Necesito decirlo. Cuando lo vi la primera vez y no me refiero a la primera vez que hablamos, me refiero a la primera vez que lo vi en la estación del autobús, un día que hacia mucho frió, me miro con sus grandes y profundos ojos cafés, ¿saben que pensé? Pensé: Necesito conocerlo. Pero jamás me esforcé en averiguar de él.

Eso fue en Enero, después lo veía seguido inclusive le conté a mi mamá sobre él, le dije que se me hacia interesante y que ni siquiera había hablado con él, mi mamá dijo que era una ridícula. 

El día que por primera vez hable con él, se me hizo tarde para tomar el autobús y a él también, compre dulces para mis amigos, era 14 de Febrero a las 7:40 cuando vi que el venía aún más atrás que yo, le dije al chófer del autobús que esperara un par de minutos que había visto a un chico una cuadra antes. A las 11:00 estoy bastante segura que fue a esa hora, lo vi saliendo de mi examen, por primera vez hablamos, dijo algo gracioso y mis amigos les causo gracia su comentario.

La siguiente vez que hablamos fue un Martes 25 de Febrero [como es posible que recuerde este tipo de cosas y no recuerde cosas importantes (o tal vez esto era importante)] estaba sentada en el bus y él dijo “Hola, hoy no traes dulces” claro que traía, siempre traigo mentas, chicles o paletas en mi mochila, no me gusta el mal aliento; y se puso hablar conmigo, no le di importancia esa vez, pero hablamos de tantas cosas que me pareció como un libro abierto; han pasado las semanas y ahora que lo conozco cada vez más y más, me es imposible pensar en cosas sin tener que contárselo, siempre se anexa a mis planes, no importa que tan tontos sean.

El problema no es que me acuerdo de todas las cosas, tengo un cronograma bien detallado con todos los que conozco, recuerdo que me ha dicho o las caras o los tonos con lo que lo dice; el verdadero secreto es que no puedo dejar de pensar en él desde la primera vez que lo vi; juro que sentía como mi corazón salia de mi pecho y no, no estoy exagerando por que me puse pálida cuando supe que era por un completo desconocido. 

Casi nunca siento nada por nadie, me refiero a que tengo amigos pero esos amigos son censados antes, doy un acto de fe.

Con él fue diferente, sentí antes inclusive de hablar con él. 

“No sé lo que era pero teníamos algo especial y lo sabíamos. Lo podías ver en el modo que nos movíamos y hablábamos. No hablábamos mucho, lo dábamos todo por sobreentendido, y eso era lo que ponía negro a todo el mundo, el aire de seguridad que despedíamos.”
— Charles Bukowski.

Todos somos historias al final de cuentas.

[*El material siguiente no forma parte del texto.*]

Issue #830, opened 2020-12-08
Add support for SNS tagging


adammorr:
**Is your feature request related to a problem? Please describe.**
n/a

**Describe the solution you'd like**
Add configuration support for tagging topics

**Describe alternatives you've considered**
Manually tag topics

**Additional context**
This feels like an AWS feature which could be nicely exposed through the topic configuration API and potentially used in a myriad of ways by consumers.

* [TagResource action](https://docs.aws.amazon.com/sns/latest/api/API_TagResource.html)
* [.NET SDK](https://docs.aws.amazon.com/sdkfornet/v3/apidocs/index.html?page=SNS/MSNSTagResourceTagResourceRequest.html)

adammorr:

Hace mucho tiempo, un hombre de más de 900 años dijo una vez:

“En 900 años de tiempo y espacio, jamás he conocido a nadie que no sea importante”

Apenas tengo 20 y cada vez que tengo el placer de conocer a alguien nuevo, se que ese hombre desarrapado tiene razón en cada uno de sus huesos, nunca es insignificante, siempre es grande, importante y loco.
Cada una de las personas que he conocido a lo largo de mi vida forman parte de lo que soy, creo que somos como fogatas ardiendo y todas las pequeñas chispas que hay mientras la madera se consume, son las personas que han pasado al rededor de nuestra existencia, exponiéndose, llenando de calor la habitación que es la vida.
Algunas chispas se agotan y no creo que exista algo más triste que eso. La mayoría de nosotros no elegiría perder a nadie por su propia cuenta, pero a veces sucede y no puedes evitarlo, es como cuando se cae un jarrón de vidrio, en tu cabeza vez como cae, en cámara muy lenta vez tu mano intentando salvar algo que ya esta roto y lo sabes dentro de ti, siempre supiste que ese jarrón se iba a romper, pero alojas ese conocimiento en el lugar donde todos guardamos las mentiras que nos decimos para no hacernos daño, sucede lo mismo con las personas, al menos yo se cuando he perdido a alguien, o cuando ya rompí toda su fe en mi y apague su amor con el agua de mi indiferencia, intento no deprimirme cuando esa chispa se apaga, siempre recuerdo lo que ese mismo hombre dijo: 

“Por como lo veo, la vida es una pila de cosas buenas y malas, las cosas buenas no siempre pueden disminuir las cosas malas y viceversa, pero las cosas malas nunca eclipsan las cosas buenas” 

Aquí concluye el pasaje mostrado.